Grafana Cloud
Grafana Cloud is a hosted version of Grafana, Prometheus, Loki, and Tempo.
If you prefer this observability stack, now you don't have to host and maintain it yourself anymore. But self-hosting comes at a cost. Providing a service with good uptime, retention, and durability has its problems that need solving.
tip
If you decide to self-host, it is still beneficial reading this chapter. Even though it is about setting up Grafana Cloud, the pricing model of Grafana Cloud forces you to be diligent with your metrics: store only a subset of all available metrics with emphasis on low cardinality. An exercise that you have to do eventually with your self-hosted stack as well to be able to provide a reliable service.
Shipping metrics
Grafana Cloud has a mostly self-explanatory setup. You have to install Prometheus, Loki, and Tempo on your cluster in shipping configuration. You will have a Prometheus running in your cluster that scrapes all metrics, but you will also have a remote_write
configuration. After scraping, a subset of metrics will be forwarded to Grafana Cloud to benefit from storage, dashboards, and retention. See the setup guide (here)(https://grafana.com/docs/grafana-cloud/metrics-prometheus/).

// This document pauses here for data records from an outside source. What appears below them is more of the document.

Issue #1340, opened 2023-08-31
Peer Report Configuration


MitchTurner:
As a follow-up to https://github.com/FuelLabs/fuel-core/issues/943 we might want to provide a way for the client operator to modify the `PeerReportConfig` that is passed to the `P2PAdapter`.

It should be configurable via CLI and maybe it worth to have a separate `--p2p-reputation` config.

MitchTurner:
This applies to a number of locations marked with TODOs and this issue number, including heartbeat peer rep, etc.

MitchTurner:
This is probably a good thing to have, but no one is asking for it.

On the other hand, any values we are using inside peer review are arbitrary, so having some control of them is probably important.

PR #3325, opened 2026-08-11
fix(p2p): penalize peers that fail our requests, and prefer reserved peers for block fetching

xgreenx:
Based on `v0.48.2`, targeting `release/v0.48.2` (which points at the pure `v0.48.2` tag).

## The production problem

Fuel mainnet's public p2p sentries run 10-45 blocks behind the block producer.

A **single** misbehaving external peer is responsible for \~100% of the block-header fetch failures. The failures are transport level, not application level:

* `P2P(Timeout)`
* `P2P(ConnectionClosed)`
* `P2P(Io(Custom { kind: Other, error: "Hit the end of buffer, expected more data" }))`

Every one of them aborts the whole import range and costs a full `--request-timeout` (20s by default) of stalled sync. Measured on the sentries: p50 16.6-21.5s behind the producer, with 72-75% of wall clock spent inside a stalled range.

Two things in the code let one peer do that indefinitely.

### 1\. The failure never reaches the peer's reputation

In `crates/services/sync/src/import.rs`, `get_sealed_block_headers` throws the error away:

```rust
p2p.get_sealed_block_headers(range)
    .await
    .trace_err("Failed to get headers")
    .ok()
```

`get_headers_batch` then returns `Batch::new(None, range, vec![])`, and `report_peer` is defined as

```rust
fn report_peer<P>(p2p: &Arc<P>, peer_id: Option<PeerId>, reason: PeerReportReason) {
    if let Some(peer_id) = peer_id { ... }
}
```

so with `peer_id: None` it silently does nothing. The sync service structurally cannot report a transport failure, because by the time the error surfaces there the peer id is gone.

The peer id *is* known, in `crates/services/p2p/src/p2p_service.rs`, in the `request_response::Event::OutboundFailure { peer, error, request_id }` handler — which until now only `tracing::error!`d it and forwarded the error to the response channel.

### 2\. Peer selection ignores reputation and does not prefer reserved peers

`PeerManager::get_peer_id_with_height` chained both peer sets and picked uniformly at random over the union:

```rust
self.non_reserved_connected_peers
    .iter()
    .chain(self.reserved_connected_peers.iter())
    .filter(|(_, peer_info)| peer_info.heartbeat_data.block_height >= Some(*height))
    .map(|(peer_id, _)| *peer_id)
    .choose(&mut range)
```

(with an `// TODO: Optimize the selection of the peer.` on top of it). The bad peer advertises the highest height, so it always passes the height filter and keeps being redrawn — and the operator's own reserved nodes get no preference over a random peer from the open network.

### (A) Penalize peers for transport-level request failures

`FuelP2PService::handle_request_response_event` now reports the peer from the `OutboundFailure` arm, where the peer id is still available.

Only the failures the remote peer is actually responsible for are penalized:

| `OutboundFailure` | Penalized | Why |
| -- | -- | -- |
| `Timeout` | yes | It accepted the request and never answered. This is the failure that costs 20s of stalled sync. |
| `ConnectionClosed` | yes | It went away in the middle of the exchange. |
| `Io(_)` | yes | It wrote a response we cannot read (the truncated-frame errors above). |
| `UnsupportedProtocols` | **no** | A version/protocol mismatch is not misbehaviour, and we already disconnect from those peers to look for one that speaks our protocol. Penalizing here would double-punish and could permanently ban a peer for running a different release. |
| `DialFailure` | **no** | The dial may have failed because of *our* connectivity or NAT; the peer never even received the request. |

The match is exhaustive (`OutboundFailure` is not `#[non_exhaustive]`), so a libp2p bump forces an explicit decision on any new variant rather than silently defaulting to "punish".

**Reserved peers are never penalized.** This already held incidentally — `PeerManager::update_app_score` only looks up `non_reserved_connected_peers`, and a report against a reserved peer falls into the `log_missing_peer` arm. That is now stated in a doc comment on `update_app_score` and pinned by `reputation_reports_never_affect_reserved_peers`, so it cannot be lost in a refactor.

Reports are tagged `p2p_request_response` rather than reusing the heartbeat's `p2p`, so the two kinds of p2p penalty can be told apart in production logs.

### (B) Prefer reserved peers when choosing who to fetch a block height from

`get_peer_id_with_height` now picks uniformly at random among the **reserved** peers that satisfy the height filter, and only falls back to a uniform random choice among the qualifying **non-reserved** peers when no reserved peer holds the requested height. The height-filter semantics are unchanged; the shared filter moved into a small `peers_with_height` helper.

## Penalty magnitude, and why it is `-48`

This is the part that needed the most care, because the reputation decay makes the obvious values wrong in both directions.

The constraints, all from the existing code:

* `MIN_APP_SCORE = -50.0` — crossing it calls `punisher.ban_peer`, which is `libp2p::allow_block_list`. There is no `unblock_peer` anywhere in the repo, so **a ban is permanent for the process lifetime**.
* `DECAY_APP_SCORE = 0.9`, applied to every non-reserved peer **once per second** (`REPUTATION_DECAY_INTERVAL_IN_SECONDS = 1`). The score half-life is `ln(0.5)/ln(0.9) = 6.6s`.
* A peer that keeps timing out can only be reported once per `--request-timeout`, i.e. once per 20s by default.

**Why small penalties are a no-op.** 20 seconds of decay retain only `0.9^20 = 12.2%` of the score. A peer penalized by `p` every 20s converges to

```
p / (1 - 0.9^20) = p / 0.878 = 1.14 * p
```

so it can never reach -50 unless `|p| > 50 / 1.14 = 43.9`. Reusing the heartbeat's `-5.` would settle at `-5.7` forever — it would ship a change that looks like a fix and punishes nobody. (This is also why the existing `-5.` heartbeat penalties never ban anything.)

**Why large penalties are too harsh.** Reusing `missing_block_headers: -100.` bans on the *first* failure, permanently, for one transient network blip. `-50` exactly is nearly as bad: a second failure at *any* later point still crosses the threshold, because `0.9^n` only underflows to zero after \~1.8 hours.

That leaves a narrow feasible band, `43.9 < |p| <= 50`. `-48` sits inside it:

* **One failure**: score `-48`. No ban (`-48 < -50` is false). Decays to `-4.7` after 22s and back above `-0.5` after 44s — a peer with an isolated blip is left alone.
* **Two failures 20s apart** (the observed production cadence): `48 * (1 + 0.9^20) = 53.8` → banned.
* **Ban window**: `48 * (1 + 0.9^dt) > 50` holds for `dt < 30.2s`. So it is "two failures within \~30 seconds", which covers the 20s timeout cadence with \~50% margin (and the faster `ConnectionClosed`/`Io` failures comfortably), while two failures more than 30s apart never ban on their own.

`44 * ...` would also technically work but leaves only 0.85s of margin over the 20s cadence — a little scheduling jitter and the change becomes a no-op again. `-48` is the value that is unambiguously on the right side of both constraints.

The arithmetic is written out on the constant, and both ends are pinned by tests (`single_request_failure_does_not_ban_the_peer`, `repeated_request_failures_ban_the_peer_despite_the_decay`) so that anyone who later tunes the number sees immediately which invariant they broke.

### Note on `PeerReportReason`

I did not add a variant to the sync service's `PeerReportReason` / `PeerReportConfig`. That enum describes *application-level* misbehaviour observed by the sync service and is mapped to a score by the fuel-core adapter; a transport failure is detected inside the p2p swarm loop, which the sync service never sees and which has no access to that adapter. A dedicated constant plus a dedicated reporting-service tag in the p2p crate gives the same independent tunability, and matches how `HeartbeatPeerReputationConfig`'s penalties already live in the p2p crate. Happy to plumb it through `PeerReportConfig` instead (and out to a CLI flag) if you would rather have it configurable — see also FuelLabs/fuel-core#1340.

## Risks

* **False-positive bans.** The sync pipeline runs up to `block_stream_buffer_size` (10) concurrent range requests, each selecting its own peer, so a single 20s network blip can produce two failures against the same peer and ban it. Mitigations: `DialFailure`/`UnsupportedProtocols` are excluded; reserved peers are exempt; the ban is in-memory and cleared on restart; and after (B) a mistakenly-banned *non-reserved* peer barely matters for block fetching anyway. The alternative — the status quo — is a peer that stalls sync forever.
* **The ban is permanent for the process lifetime.** That is pre-existing behaviour (`allow_block_list` with no `unblock_peer`), but this change makes it reachable from a new code path, so it is now easier to hit. A follow-up giving banned peers a way back (time-based unban, or letting the score decay them out of the block list) would make this safer.
* **(B) concentrates block-fetch load on reserved peers.** For a sentry with a small reserved set this shifts header/transaction requests onto the operator's own nodes, which is the intent, but it is a real change in traffic distribution. Nodes with no reserved peers configured are unaffected — the fallback is exactly the old behaviour restricted to non-reserved peers.
* **Reduced peer diversity for block fetching**, which slightly increases exposure if a reserved peer itself serves bad data. Reserved peers are operator-chosen and already trusted elsewhere (they are exempt from gossip rejection and from reputation bans), so this is consistent with the existing trust model.

## Tests

New in `crates/services/p2p/src/peer_manager.rs`:

* `reserved_peer_is_preferred_when_it_holds_the_requested_height` — 2 reserved + 5 non-reserved peers, all at a sufficient height; 100 draws all return a reserved peer.
* `non_reserved_peer_is_used_when_no_reserved_peer_holds_the_requested_height` — reserved peers lag; the fallback returns non-reserved peers, and `None` when nobody holds the height.
* `reputation_reports_never_affect_reserved_peers` — a ban-worthy report leaves the reserved peer at `DEFAULT_APP_SCORE` and unbanned, while the non-reserved peer is scored and banned.
* `single_request_failure_does_not_ban_the_peer` / `repeated_request_failures_ban_the_peer_despite_the_decay` — the two ends of the penalty-magnitude reasoning above.

New/updated in `crates/services/p2p/src/p2p_service/tests.rs`:

* `only_the_peer_at_fault_is_penalized_for_an_outbound_failure` — the per-variant table.
* `req_res_outbound_timeout_works` now also asserts that the peer which timed out ends up with a negative score (it stayed at `0.0` before this change).

Results:

```
cargo test -p fuel-core-p2p --features test-helpers
    test result: ok. 63 passed; 0 failed; 2 ignored

cargo clippy -p fuel-core-p2p --all-targets --all-features   # RUSTFLAGS="-D warnings"
cargo check -p fuel-core --all-targets
cargo +nightly-2025-09-28 fmt --all -- --check
```

all clean.

🤖 Generated with [Claude Code](<https://claude.com/claude-code>)

### DIFF
--- a/.changes/fixed/3325.md
+++ b/.changes/fixed/3325.md
@@ -1,0 +1,1 @@
+Penalize the reputation of non-reserved peers that fail our request/response requests at the transport level, and prefer reserved peers when selecting the peer to fetch a block height from, so that a single misbehaving peer can no longer stall block synchronization indefinitely.
--- a/crates/services/p2p/src/p2p_service.rs
+++ b/crates/services/p2p/src/p2p_service.rs
@@ -93,9 +93,56 @@ mod tests;
 /// Maximum amount of peer's addresses that we are ready to store per peer
 const MAX_IDENTIFY_ADDRESSES: usize = 10;
 
+/// The name reported along the request/response reputation penalties, so that
+/// they can be told apart from the heartbeat ones in the logs.
+const REQUEST_RESPONSE_REPORTING_SERVICE: &str = "p2p_request_response";
+
+/// Reputation penalty applied to a non-reserved peer every time an outbound
+/// request to it fails at the transport level.
+///
+/// The magnitude is dictated by the reputation decay: the score of every
+/// non-reserved peer is multiplied by `DECAY_APP_SCORE`(0.9) once per second,
+/// and the peer is banned as soon as its score drops below
+/// `MIN_APP_SCORE`(-50). A failing peer can only be reported once per
+/// `set_request_timeout`(20 seconds by default), and 20 seconds of decay keep
+/// only `0.9^20 = 12.2%` of the previous score, so the score of a peer failing
+/// at that rate converges to `penalty / (1 - 0.9^20) = 1.14 * penalty`. Any
+/// penalty weaker than `-50 / 1.14 = -43.9` can therefore never ban a peer, no
+/// matter for how long it keeps failing; it would be a no-op. At the same time,
+/// the penalty must stay above `MIN_APP_SCORE`, otherwise a single transient
+/// failure permanently bans an otherwise healthy peer.
+///
+/// `-48` sits inside that narrow window. One failure leaves the peer at `-48`,
+/// which is not a ban and decays back above `-0.5` in 44 seconds, while two
+/// failures less than 30 seconds apart - `48 * (1 + 0.9^30) = 50.04` - do ban
+/// it. That covers the 20 seconds timeout cadence with margin, while tolerating
+/// isolated blips.
+pub(crate) const REQUEST_FAILURE_PENALTY: AppScore = -48.;
+
 impl Punisher for Swarm<FuelBehaviour> {
     fn ban_peer(&mut self, peer_id: PeerId) {
         self.behaviour_mut().block_peer(peer_id)
+    }
+}
+
+/// Whether the remote peer is at fault for the outbound `error`, and so should
+/// pay `REQUEST_FAILURE_PENALTY` for it.
+///
+/// Only the failures the remote peer is responsible for are penalized: it
+/// accepted the request and never answered it(`Timeout`), it went away in the
+/// middle of the exchange(`ConnectionClosed`), or it wrote a response we can't
+/// read(`Io`). Those are the failures that stall the block import.
+fn is_peer_at_fault(error: &OutboundFailure) -> bool {
+    match error {
+        OutboundFailure::Timeout
+        | OutboundFailure::ConnectionClosed
+        | OutboundFailure::Io(_) => true,
+        // A protocol mismatch is not a misbehaviour, and we already disconnect
+        // from those peers to look for another one that supports the protocol.
+        OutboundFailure::UnsupportedProtocols => false,
+        // The dial may have failed because of our own connectivity, and the
+        // remote peer never even received the request.
+        OutboundFailure::DialFailure => false,
     }
 }
 
@@ -779,6 +826,18 @@ impl FuelP2PService {
                     request_id,
                     error
                 );
+
+                // A peer that doesn't answer our requests stalls the block import
+                // for a full request timeout, so it has to pay for it with its
+                // reputation. Reserved peers are never affected by this, since
+                // `PeerManager::update_app_score` only touches non-reserved peers.
+                if is_peer_at_fault(&error) {
+                    self.report_peer(
+                        peer,
+                        REQUEST_FAILURE_PENALTY,
+                        REQUEST_RESPONSE_REPORTING_SERVICE,
+                    );
+                }
 
                 if let Some(channel) = self.outbound_requests_table.remove(&request_id) {
                     match channel {
--- a/crates/services/p2p/src/p2p_service.rs
+++ b/crates/services/p2p/src/p2p_service.rs
@@ -128,15 +128,28 @@ impl Punisher for Swarm<FuelBehaviour> {
 /// Whether the remote peer is at fault for the outbound `error`, and so should
 /// pay `REQUEST_FAILURE_PENALTY` for it.
 ///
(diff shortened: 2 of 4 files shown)


gondoi (approved):

xgreenx:
Merged into master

Alternatively, you can use the Grafana Agent project that is based on the open-source Prometheus and Loki projects, factored into a small package that contains the metric and log shipping parts.
If you chose Gimlet Stack as the installation method, it has a preconfigured Grafana Cloud integration with pruned metrics and logs.
Day-two operations
Billing alerts
When you use Grafana Cloud, you should always set billing alerts.
The built-in Grafana Cloud Billing dashboard allows you to track your usage. Make a copy of this dashboard, and set alerts for the total billable logs and metrics series.
On the included quota
Depending on your package, Grafana Cloud includes:
- 100GB logs per month
- 15000 metrics
The logging quota is fairly straightforward, but the metrics quota is not so self-evident.
- Most off-the-shelf exporters push you over the 15K limit
- To only ship metrics you use in your dashboards, put them on an allow list. See how.
- Cloud billing is a dark art, learn how Grafana bills.
On the cost of Histogram metrics
Histogram metrics weigh heavier than other metrics. Each distinct label variation counts as a metric series.
If you have 3 labels with 10 different values each, that is 10x10x10 = 1000 metrics. So be careful with the number of different values you have per label.
This is especially true for histograms, as they have buckets (10 by default), and a histogram coming from a server/pod/thread counts as 10 metrics.
If you have 10 buckets and 10 workers, it is 100 metrics coming from a single metric line in code.
To identify the largest metrics you have, you can run
topk(10, count by (__name__)({__name__=~".+"}))
The top metric for me had 672 metric series.
Querying the metric, I could see that there are only a couple of labels: cluster
, job
, le
, albeit rather high cardinality.
count(count by (le) (image_process_time_bucket))
shows 21 bucketscount(count by (job) (image_process_time_bucket))
31 distinct jobscount(count by (cluster) (image_process_time_bucket))
from 2 clusters
Since I pay $16 for 1000 series, this single metric (that is in code) costs $5 a month. High cardinality histograms are rather expensive.
tip
See how to analyze metrics cardinality
Grafana Cloud also includes a dashboard for cardinality analysis.